DIRECTIONS -
Reproduce, please, only the lines from the first line below to the line containing "the per-document retrieval", inclusive.

INFORMATION SUPPLIED Block Start

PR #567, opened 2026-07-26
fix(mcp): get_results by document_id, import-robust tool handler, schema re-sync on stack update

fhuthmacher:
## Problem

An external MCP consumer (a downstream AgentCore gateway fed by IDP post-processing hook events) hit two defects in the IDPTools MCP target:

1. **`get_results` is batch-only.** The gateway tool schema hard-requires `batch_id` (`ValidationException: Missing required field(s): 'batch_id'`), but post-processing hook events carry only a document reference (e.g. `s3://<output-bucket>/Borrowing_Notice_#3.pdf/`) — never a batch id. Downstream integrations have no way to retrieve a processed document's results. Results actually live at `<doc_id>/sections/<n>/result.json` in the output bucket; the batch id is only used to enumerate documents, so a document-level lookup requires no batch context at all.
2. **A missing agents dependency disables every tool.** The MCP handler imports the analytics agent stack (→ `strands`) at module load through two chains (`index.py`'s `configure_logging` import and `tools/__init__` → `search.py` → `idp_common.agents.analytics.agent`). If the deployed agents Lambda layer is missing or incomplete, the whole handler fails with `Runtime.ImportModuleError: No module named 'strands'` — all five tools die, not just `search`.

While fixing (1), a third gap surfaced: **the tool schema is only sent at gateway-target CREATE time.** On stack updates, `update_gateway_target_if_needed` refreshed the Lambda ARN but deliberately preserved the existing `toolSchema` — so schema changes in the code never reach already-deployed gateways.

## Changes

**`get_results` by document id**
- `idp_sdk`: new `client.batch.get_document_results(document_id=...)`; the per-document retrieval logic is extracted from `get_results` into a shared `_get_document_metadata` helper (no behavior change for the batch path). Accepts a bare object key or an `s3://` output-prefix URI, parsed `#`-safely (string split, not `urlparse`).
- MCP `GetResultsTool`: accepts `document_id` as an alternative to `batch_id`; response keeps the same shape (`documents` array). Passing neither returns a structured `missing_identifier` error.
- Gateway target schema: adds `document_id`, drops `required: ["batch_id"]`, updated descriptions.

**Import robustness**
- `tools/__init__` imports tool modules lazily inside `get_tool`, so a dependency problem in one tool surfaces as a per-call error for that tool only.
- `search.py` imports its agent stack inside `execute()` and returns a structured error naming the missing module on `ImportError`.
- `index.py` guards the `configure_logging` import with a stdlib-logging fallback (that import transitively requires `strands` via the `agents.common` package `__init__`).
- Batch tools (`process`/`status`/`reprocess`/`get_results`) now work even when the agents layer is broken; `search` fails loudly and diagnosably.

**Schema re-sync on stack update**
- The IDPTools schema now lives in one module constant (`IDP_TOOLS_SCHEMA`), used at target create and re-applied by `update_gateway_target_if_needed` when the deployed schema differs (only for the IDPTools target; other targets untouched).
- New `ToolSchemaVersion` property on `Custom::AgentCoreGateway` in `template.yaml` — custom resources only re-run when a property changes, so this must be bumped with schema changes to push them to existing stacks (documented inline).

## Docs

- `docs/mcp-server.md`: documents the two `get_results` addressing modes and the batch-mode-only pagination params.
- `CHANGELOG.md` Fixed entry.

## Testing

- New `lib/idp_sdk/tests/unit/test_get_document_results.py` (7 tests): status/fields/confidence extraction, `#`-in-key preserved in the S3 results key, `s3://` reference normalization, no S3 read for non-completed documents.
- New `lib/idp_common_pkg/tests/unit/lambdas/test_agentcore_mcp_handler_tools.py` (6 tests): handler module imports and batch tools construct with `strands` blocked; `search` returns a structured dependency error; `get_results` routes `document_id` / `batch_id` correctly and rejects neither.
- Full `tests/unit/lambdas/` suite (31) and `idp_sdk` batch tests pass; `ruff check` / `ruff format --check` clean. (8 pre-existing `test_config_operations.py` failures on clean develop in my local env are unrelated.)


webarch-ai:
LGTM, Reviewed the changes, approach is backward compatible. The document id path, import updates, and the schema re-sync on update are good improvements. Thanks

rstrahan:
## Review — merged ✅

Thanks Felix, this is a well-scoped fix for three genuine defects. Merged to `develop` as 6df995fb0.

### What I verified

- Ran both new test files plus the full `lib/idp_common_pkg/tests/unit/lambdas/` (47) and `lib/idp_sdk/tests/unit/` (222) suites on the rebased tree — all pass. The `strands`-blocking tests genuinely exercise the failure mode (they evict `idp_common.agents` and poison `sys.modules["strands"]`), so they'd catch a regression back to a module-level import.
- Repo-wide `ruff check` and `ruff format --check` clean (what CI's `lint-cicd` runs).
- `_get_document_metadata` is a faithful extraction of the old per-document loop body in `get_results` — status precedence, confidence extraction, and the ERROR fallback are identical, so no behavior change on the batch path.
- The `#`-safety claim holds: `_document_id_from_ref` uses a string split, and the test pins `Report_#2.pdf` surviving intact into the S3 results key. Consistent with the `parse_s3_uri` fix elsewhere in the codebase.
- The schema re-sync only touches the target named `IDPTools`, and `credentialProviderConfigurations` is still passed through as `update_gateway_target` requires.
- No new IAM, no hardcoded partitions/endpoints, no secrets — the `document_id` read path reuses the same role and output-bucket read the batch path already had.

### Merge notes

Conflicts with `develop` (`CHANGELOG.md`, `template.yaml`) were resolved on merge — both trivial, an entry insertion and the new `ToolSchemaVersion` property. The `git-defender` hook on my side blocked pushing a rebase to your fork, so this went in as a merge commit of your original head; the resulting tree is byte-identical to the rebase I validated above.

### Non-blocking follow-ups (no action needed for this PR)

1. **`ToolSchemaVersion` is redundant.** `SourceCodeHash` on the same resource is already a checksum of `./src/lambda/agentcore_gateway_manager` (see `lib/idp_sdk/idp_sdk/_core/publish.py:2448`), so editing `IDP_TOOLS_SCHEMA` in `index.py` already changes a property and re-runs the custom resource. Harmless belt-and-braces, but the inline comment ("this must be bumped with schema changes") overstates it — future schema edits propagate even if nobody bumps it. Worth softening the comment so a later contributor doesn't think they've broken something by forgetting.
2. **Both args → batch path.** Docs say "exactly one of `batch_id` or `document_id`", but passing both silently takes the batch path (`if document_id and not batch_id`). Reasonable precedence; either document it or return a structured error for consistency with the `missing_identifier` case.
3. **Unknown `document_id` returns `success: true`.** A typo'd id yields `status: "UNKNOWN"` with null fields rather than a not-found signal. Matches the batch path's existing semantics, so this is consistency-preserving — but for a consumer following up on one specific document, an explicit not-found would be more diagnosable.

INFORMATION SUPPLIED Block End

EXPECTED OUTPUT -
PR #567, opened 2026-07-26
fix(mcp): get_results by document_id, import-robust tool handler, schema re-sync on stack update

fhuthmacher:
## Problem

An external MCP consumer (a downstream AgentCore gateway fed by IDP post-processing hook events) hit two defects in the IDPTools MCP target:

1. **`get_results` is batch-only.** The gateway tool schema hard-requires `batch_id` (`ValidationException: Missing required field(s): 'batch_id'`), but post-processing hook events carry only a document reference (e.g. `s3://<output-bucket>/Borrowing_Notice_#3.pdf/`) — never a batch id. Downstream integrations have no way to retrieve a processed document's results. Results actually live at `<doc_id>/sections/<n>/result.json` in the output bucket; the batch id is only used to enumerate documents, so a document-level lookup requires no batch context at all.
2. **A missing agents dependency disables every tool.** The MCP handler imports the analytics agent stack (→ `strands`) at module load through two chains (`index.py`'s `configure_logging` import and `tools/__init__` → `search.py` → `idp_common.agents.analytics.agent`). If the deployed agents Lambda layer is missing or incomplete, the whole handler fails with `Runtime.ImportModuleError: No module named 'strands'` — all five tools die, not just `search`.

While fixing (1), a third gap surfaced: **the tool schema is only sent at gateway-target CREATE time.** On stack updates, `update_gateway_target_if_needed` refreshed the Lambda ARN but deliberately preserved the existing `toolSchema` — so schema changes in the code never reach already-deployed gateways.

## Changes

**`get_results` by document id**
- `idp_sdk`: new `client.batch.get_document_results(document_id=...)`; the per-document retrieval logic is extracted from `get_results` into a shared `_get_document_metadata` helper (no behavior change for the batch path). Accepts a bare object key or an `s3://` output-prefix URI, parsed `#`-safely (string split, not `urlparse`).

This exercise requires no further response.